John Wheeler once said, “Time is what keeps everything from happening at once.” I like to quote that to myself, usually around four a.m., when I’ve spent hours staring at an invisible ceiling, wondering why I remember so little of events before my fourth birthday and absolutely nothing of tomorrow’s. The sentence is short, succinct, at once profound and silly, and it provides enough comfort that I can generally roll over and drift off. Unless, of course, I’m thinking about time travel.
Thinking about time travel is almost unavoidable if you’re writing a book that involves trips to the past and future, and up until a few months ago, that’s what I thought I was doing. Then I realized my book, PLENUM, was really about time lines. You know, alternate histories in the multiverse, where you just won the lottery in some of them, but you’re dead in most time lines, and in all the others, you’re lying in the dark, wishing you’d just won the lottery, or at least could stop thinking about time travel.

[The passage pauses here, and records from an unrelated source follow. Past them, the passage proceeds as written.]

PR #4174, opened 2025-10-23
Figure.subplot: Migrate the 'margins' parameter to the new alias system

seisman:


pygmt/src/subplot.py
```diff
@@ -108,21 +109,20 @@ def subplot(
...
         scales, bars, text, etc.
     {projection}
-    margins : str or list
-        This is margin space that is added between neighboring subplots (i.e.,
-        the interior margins) in addition to the automatic space added for tick
-        marks, annotations, and labels. The margins can be specified as either:
+    margins
+        This is margin space that is added between neighboring subplots (i.e., the
+        interior margins) in addition to the automatic space added for tick marks,
+        annotations, and labels. The margins can be specified as either:
```
yvonnefroehlich:
```suggestion
        Margin space that is added between neighboring subplots (i.e., the
        interior margins) in addition to the automatic space added for tick marks,
        annotations, and labels. The margins can be specified as either:
```

pygmt/src/subplot.py
```diff
@@ -108,21 +109,20 @@ def subplot(
...
 
         - a single value (for same margin on all sides). E.g. ``"5c"``.
-        - a pair of values (for setting separate horizontal and vertical
-          margins). E.g. ``["5c", "3c"]``.
-        - a set of four values (for setting separate left, right, bottom, and
-          top margins). E.g. ``["1c", "2c", "3c", "4c"]``.
+        - a pair of values (for setting separate horizontal and vertical margins). E.g.,
+          ``("5c", "3c")``.
+        - a set of four values (for setting separate left, right, bottom, and top
+          margins). E.g., ``("1c", "2c", "3c", "4c")``.
```
yvonnefroehlich: I think we can skipe "setting" here.
```suggestion
        - a pair of values (for separate horizontal and vertical margins). E.g.,
          ``("5c", "3c")``.
        - a set of four values (for separate left, right, bottom, and top margins). E.g.,
          ``("1c", "2c", "3c", "4c")``.
```

PR #4175, opened 2025-10-23
Figure.set_panel: Migrate the 'panel' parameter to the new alias system

seisman:


pygmt/src/subplot.py
```diff
@@ -266,6 +264,11 @@ def set_panel(
 
     with Session() as lib:
         lib.call_module(
-            module="subplot", args=["set", str(panel), *build_arg_list(aliasdict)]
+            module="subplot",
+            args=[
+                "set",
+                _to_string(panel, sep=",", size=2),
```
seisman: We can't directly use the Alias/AliasSystem classes like in other wrappers, because `panel` is an argument of a GMT option. The GMT CLI syntax is:
```
gmt subplot set <panel>
```
so we have to use the private `_to_string` method here.

seisman: Not ideal. Converting to draft PR.

seisman: > so we have to use the private `_to_string` method here.

Now using `Alias._value` instead.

So anyway, that’s how I forgot about time travel and finally settled into a good night’s sleep. But then I started thinking about that multiverse, really thinking about an infinity of possible worlds, some of them exactly like this one. That woke me up, and believe it or not, the multiverse is worse than time travel for keeping you awake at night. Fortunately, my book also has at least five different love stories in it, and nobody ever lost sleep worrying about love, right?